Is Social Security safe to rely on?

There’s a lot of talk in the news that the Social Security trust fund is set to deplete in 2035.

A government building that affects Social Security laws.

In our opinion, it is.

There’s a lot of talk in the news that the Social Security trust fund is set to deplete in 2035. And this makes current and future beneficiaries worry about Social Security maintaining its ability to pay out benefits.

However, the trust fund depleting does not mean that Social Security will disappear completely. It means that if nothing changes your benefits could decrease slightly.

Social Security benefits are funded by tax payments from current workers. These tax payments cover about 75-79% of benefits and the trust fund makes up the difference. If the trust fund runs out, the worst that would happen is your benefits decrease to 75-79% of their original amount.

This, of course, is not an ideal situation. However, for such an important piece of your retirement income, it’s vital to see the larger picture. Obtaining 75-79% of your full benefit amount wouldn’t be preferred, but it is better than losing them altogether.

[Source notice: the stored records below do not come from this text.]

PR #1499, opened 2015-12-06
Fix helper specs with internal classes

samphippen:
A rebase of #1340. Got a few more things to fix up.

### DIFF
--- a/lib/rspec/rails/example/helper_example_group.rb
+++ b/lib/rspec/rails/example/helper_example_group.rb
@@ -12,8 +12,8 @@ module RSpec
 
       # @private
       module ClassMethods
-        def determine_default_helper_class(_ignore)
-          described_class
+        def determine_constant_from_test_name(_ignore)
+          described_class if yield(described_class)
         end
       end
 
--- a/lib/rspec/rails/example/helper_example_group.rb
+++ b/lib/rspec/rails/example/helper_example_group.rb
@@ -12,8 +12,15 @@ module RSpec
 
       # @private
       module ClassMethods
-        def determine_constant_from_test_name(_ignore)
-          described_class if yield(described_class)
+        if ::Rails::VERSION::MAJOR > 3
+          def determine_constant_from_test_name(_ignore)
+            described_class if yield(described_class)
+          end
+        else
+          def determine_default_helper_class(_ignore)
+            return unless Module === described_class && !(Class === described_class)
+            described_class
+          end
         end
       end
 
--- a/spec/rspec/rails/example/helper_example_group_spec.rb
+++ b/spec/rspec/rails/example/helper_example_group_spec.rb
@@ -2,7 +2,11 @@ require "spec_helper"
 
 module RSpec::Rails
   describe HelperExampleGroup do
-    module ::FoosHelper; end
+    module ::FoosHelper
+      class InternalClass
+      end
+    end
+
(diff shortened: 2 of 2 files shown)


JonRowe:
LGTM, whats still outstanding?

samphippen:
There's this from @cupakromer https://github.com/rspec/rspec-rails/pull/1340#issuecomment-126691006 but maybe we already fixed it? @cupakromer can you weigh in here?

lib/rspec/rails/example/helper_example_group.rb
```diff
@@ -12,8 +12,15 @@ module HelperExampleGroup
...
       module ClassMethods
-        def determine_default_helper_class(_ignore)
-          described_class
+        if ::Rails::VERSION::MAJOR > 3
+          def determine_constant_from_test_name(_ignore)
+            described_class if yield(described_class)
+          end
+        else
+          def determine_default_helper_class(_ignore)
+            return unless Module === described_class && !(Class === described_class)
```
samphippen: I want to rewrite this boolean expression to read with less complexity.

JonRowe: I'm still not groking why theres two different names for these methods

samphippen: these have to be rails hooks

cupakromer:
Ok, I remember what I was thinking before. It was more a question of does this make conceptual / semantic sense, not that I had a problem with the implementation.

Essentially, the nested group _will_ have `:type => :helper` - with all of the helper stuff mixed into it - even though it is not specing a helper. I think before this concerned me as it will bloat and slow the nested group unnecessarily. It also may be misleading for tools / plugins that look for `:type => :helper`.

I did some basic sanity checking tonight and I don't have any real problems with this. My initial concern about the metadata and what goes along with it still stands but it's not something I feel is a blocker. There is one corner case that may be confusing to people:

```ruby
# I ran this using Rails 4.2.5 and rspec-rails 3.4.0
require "rails_helper"

module FooHelper
  def foo_helper
    :foo
  end

  class InnerClass
  end
end

RSpec.describe FooHelper, type: :helper do
  def self.determine_default_helper_class(_ignore)
    return unless Module === described_class && !(Class === described_class)
    described_class
  end

  specify "#foo_helper returns :foo" do
    expect(helper.foo_helper).to be(:foo)
  end

  describe FooHelper::InnerClass do
    it "it has a helper" do
      expect(helper).to be
    end

    it "the helper does not have behavior like the parent group's" do
      expect {
        helper.foo_helper
      }.to raise_error(NoMethodError)
    end
  end
end
```

samphippen:
@cupakromer I think that is a an edge case that we're unlikely to encounter, given that this is already a fix for an edge case. @cupakromer @JonRowe is this good to merge?

cupakromer:
Yeah good to merge. My concern isn't a blocker. Do you think there's a way to leverage [`Configuration#define_derived_metadata`](http://rspec.info/documentation/3.4/rspec-core/RSpec/Core/Configuration.html#define_derived_metadata-instance_method)? Or would that potentially change metadata semantics too much to be even more confusing?

samphippen:
@cupakromer I think changing metadata semantics in a minor version is a bad idea. I think we should revisit when we start work on 4.0 proper.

Is there anything that can be done to protect my full benefits?

Yes. Congress is working right now to protect your benefits. Social Security provides millions of Americans with retirement income, so the lawmakers are incentivized to come up with a solution and to come up with one quickly.

Additionally, there have been some recent changes to eliminate “unintended loopholes” that were created by the code. These changes increased the lifetime of the Social Security program. If you’re currently receiving benefits, these changes won’t affect you.

There are a number of proposed changes to help protect your benefits. One solution currently on the table is to increase the amount taxpayers pay in. Another is to perform a means test, which would reduce or eliminate benefits for those with substantial retirement income or retirement assets as defined by a government standard. Yet another option is to reduce the cost of living adjustments, and not match the benefits to the rate of inflation.

The least likely option, in our opinion, is to reduce benefits.

So, should I file early or late?

Filing for Social Security is one of the most important retirement income decisions you will make. And we think that it shouldn’t be reduced to an “early or late” decision. There are multiple ways of filing, and depending on your choice, you could add or lose up to $100,000 in benefits.

To find the most accurate filing strategy for you requires a full analysis of your entire financial picture.